Exercise goal: The entries below hold a line with "## Environment" and a line with "The issue was". Return those lines and all that lie between them, exactly and only.

Records supplied:
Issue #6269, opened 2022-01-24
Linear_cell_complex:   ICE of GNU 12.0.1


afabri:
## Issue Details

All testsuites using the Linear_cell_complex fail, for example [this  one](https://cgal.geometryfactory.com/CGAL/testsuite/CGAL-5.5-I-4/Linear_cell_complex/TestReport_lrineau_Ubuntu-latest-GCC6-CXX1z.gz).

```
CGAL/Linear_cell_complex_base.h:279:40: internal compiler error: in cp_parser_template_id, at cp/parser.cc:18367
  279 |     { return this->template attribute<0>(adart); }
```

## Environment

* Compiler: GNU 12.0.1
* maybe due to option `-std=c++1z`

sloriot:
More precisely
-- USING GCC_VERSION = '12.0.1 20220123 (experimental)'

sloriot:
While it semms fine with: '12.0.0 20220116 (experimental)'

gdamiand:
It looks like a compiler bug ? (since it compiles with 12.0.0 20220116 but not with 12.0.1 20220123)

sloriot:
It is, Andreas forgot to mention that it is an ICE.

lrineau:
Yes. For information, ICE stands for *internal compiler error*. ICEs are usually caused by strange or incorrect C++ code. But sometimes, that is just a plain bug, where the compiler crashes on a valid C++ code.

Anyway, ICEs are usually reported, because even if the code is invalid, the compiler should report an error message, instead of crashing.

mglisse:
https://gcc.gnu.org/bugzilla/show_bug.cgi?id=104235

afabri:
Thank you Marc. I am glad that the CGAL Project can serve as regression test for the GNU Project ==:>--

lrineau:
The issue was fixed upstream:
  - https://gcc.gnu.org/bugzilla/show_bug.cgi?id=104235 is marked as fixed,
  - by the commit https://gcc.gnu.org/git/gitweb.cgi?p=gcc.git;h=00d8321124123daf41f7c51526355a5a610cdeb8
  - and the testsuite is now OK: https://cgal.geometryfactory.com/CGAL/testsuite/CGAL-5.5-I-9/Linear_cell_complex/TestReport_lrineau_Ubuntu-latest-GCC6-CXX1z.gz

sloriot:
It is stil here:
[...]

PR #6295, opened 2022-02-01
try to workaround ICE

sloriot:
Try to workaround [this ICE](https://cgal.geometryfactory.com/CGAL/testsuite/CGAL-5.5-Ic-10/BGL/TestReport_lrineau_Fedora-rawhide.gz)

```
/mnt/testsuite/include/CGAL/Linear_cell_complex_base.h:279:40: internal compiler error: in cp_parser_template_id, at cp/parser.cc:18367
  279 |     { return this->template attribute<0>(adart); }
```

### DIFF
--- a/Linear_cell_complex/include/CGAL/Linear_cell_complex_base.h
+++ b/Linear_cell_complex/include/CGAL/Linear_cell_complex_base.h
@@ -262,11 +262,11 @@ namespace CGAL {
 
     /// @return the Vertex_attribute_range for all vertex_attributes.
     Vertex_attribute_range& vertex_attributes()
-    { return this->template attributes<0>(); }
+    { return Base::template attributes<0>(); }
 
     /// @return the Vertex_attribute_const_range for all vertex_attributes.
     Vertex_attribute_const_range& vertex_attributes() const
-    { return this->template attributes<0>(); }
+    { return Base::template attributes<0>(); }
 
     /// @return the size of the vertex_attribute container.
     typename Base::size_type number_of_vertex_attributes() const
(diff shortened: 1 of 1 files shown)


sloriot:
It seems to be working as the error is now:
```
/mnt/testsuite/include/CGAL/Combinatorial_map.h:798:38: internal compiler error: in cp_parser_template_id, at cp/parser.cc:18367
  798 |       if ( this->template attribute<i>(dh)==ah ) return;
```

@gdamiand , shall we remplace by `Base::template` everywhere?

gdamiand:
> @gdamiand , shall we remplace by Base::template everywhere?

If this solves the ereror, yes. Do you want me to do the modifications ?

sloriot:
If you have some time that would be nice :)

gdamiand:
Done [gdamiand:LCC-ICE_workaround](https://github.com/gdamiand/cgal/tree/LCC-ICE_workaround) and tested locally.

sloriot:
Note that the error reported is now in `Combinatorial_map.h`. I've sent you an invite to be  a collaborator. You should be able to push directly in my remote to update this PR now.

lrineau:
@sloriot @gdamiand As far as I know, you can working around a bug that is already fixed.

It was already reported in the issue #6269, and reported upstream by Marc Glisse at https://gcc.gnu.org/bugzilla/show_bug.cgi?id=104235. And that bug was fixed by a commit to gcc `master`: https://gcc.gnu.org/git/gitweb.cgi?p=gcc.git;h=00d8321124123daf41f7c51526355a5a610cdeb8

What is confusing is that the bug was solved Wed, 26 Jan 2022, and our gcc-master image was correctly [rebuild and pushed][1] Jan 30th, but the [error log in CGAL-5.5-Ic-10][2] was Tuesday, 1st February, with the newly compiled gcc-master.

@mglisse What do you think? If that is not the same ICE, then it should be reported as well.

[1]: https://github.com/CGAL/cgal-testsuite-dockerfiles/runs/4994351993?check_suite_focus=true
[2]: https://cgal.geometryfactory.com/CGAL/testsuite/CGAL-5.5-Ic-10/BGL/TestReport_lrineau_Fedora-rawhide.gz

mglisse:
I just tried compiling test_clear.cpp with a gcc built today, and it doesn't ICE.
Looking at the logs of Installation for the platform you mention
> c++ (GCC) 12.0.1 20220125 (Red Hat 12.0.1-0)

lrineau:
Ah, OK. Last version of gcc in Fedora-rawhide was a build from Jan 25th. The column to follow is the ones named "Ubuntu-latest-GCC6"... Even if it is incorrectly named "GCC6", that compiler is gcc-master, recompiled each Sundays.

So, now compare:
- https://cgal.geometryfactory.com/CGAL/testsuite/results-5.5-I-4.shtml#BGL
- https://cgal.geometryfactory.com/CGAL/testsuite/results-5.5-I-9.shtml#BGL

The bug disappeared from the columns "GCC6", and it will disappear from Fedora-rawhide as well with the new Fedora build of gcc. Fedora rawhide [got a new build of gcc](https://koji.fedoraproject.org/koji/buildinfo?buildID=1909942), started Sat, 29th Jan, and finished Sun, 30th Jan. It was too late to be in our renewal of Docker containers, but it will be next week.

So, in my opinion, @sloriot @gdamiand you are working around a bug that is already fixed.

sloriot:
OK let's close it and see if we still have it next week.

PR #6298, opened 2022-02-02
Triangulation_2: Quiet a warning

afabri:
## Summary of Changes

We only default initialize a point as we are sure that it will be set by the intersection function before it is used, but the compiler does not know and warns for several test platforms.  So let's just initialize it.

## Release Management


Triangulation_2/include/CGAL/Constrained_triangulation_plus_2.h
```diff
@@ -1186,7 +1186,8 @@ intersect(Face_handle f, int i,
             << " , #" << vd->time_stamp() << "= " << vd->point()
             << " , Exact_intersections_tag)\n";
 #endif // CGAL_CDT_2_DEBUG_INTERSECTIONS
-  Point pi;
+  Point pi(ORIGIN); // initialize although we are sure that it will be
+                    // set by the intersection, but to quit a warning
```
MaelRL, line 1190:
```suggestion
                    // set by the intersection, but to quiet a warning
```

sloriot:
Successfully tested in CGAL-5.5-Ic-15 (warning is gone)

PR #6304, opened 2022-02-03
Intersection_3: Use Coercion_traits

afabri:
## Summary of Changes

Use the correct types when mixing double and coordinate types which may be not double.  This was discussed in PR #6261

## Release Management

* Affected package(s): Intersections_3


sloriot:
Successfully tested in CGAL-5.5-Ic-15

Task answer:
## Environment

* Compiler: GNU 12.0.1
* maybe due to option `-std=c++1z`

sloriot:
More precisely
-- USING GCC_VERSION = '12.0.1 20220123 (experimental)'

sloriot:
While it semms fine with: '12.0.0 20220116 (experimental)'

gdamiand:
It looks like a compiler bug ? (since it compiles with 12.0.0 20220116 but not with 12.0.1 20220123)

sloriot:
It is, Andreas forgot to mention that it is an ICE.

lrineau:
Yes. For information, ICE stands for *internal compiler error*. ICEs are usually caused by strange or incorrect C++ code. But sometimes, that is just a plain bug, where the compiler crashes on a valid C++ code.

Anyway, ICEs are usually reported, because even if the code is invalid, the compiler should report an error message, instead of crashing.

mglisse:
https://gcc.gnu.org/bugzilla/show_bug.cgi?id=104235

afabri:
Thank you Marc. I am glad that the CGAL Project can serve as regression test for the GNU Project ==:>--

lrineau:
The issue was fixed upstream:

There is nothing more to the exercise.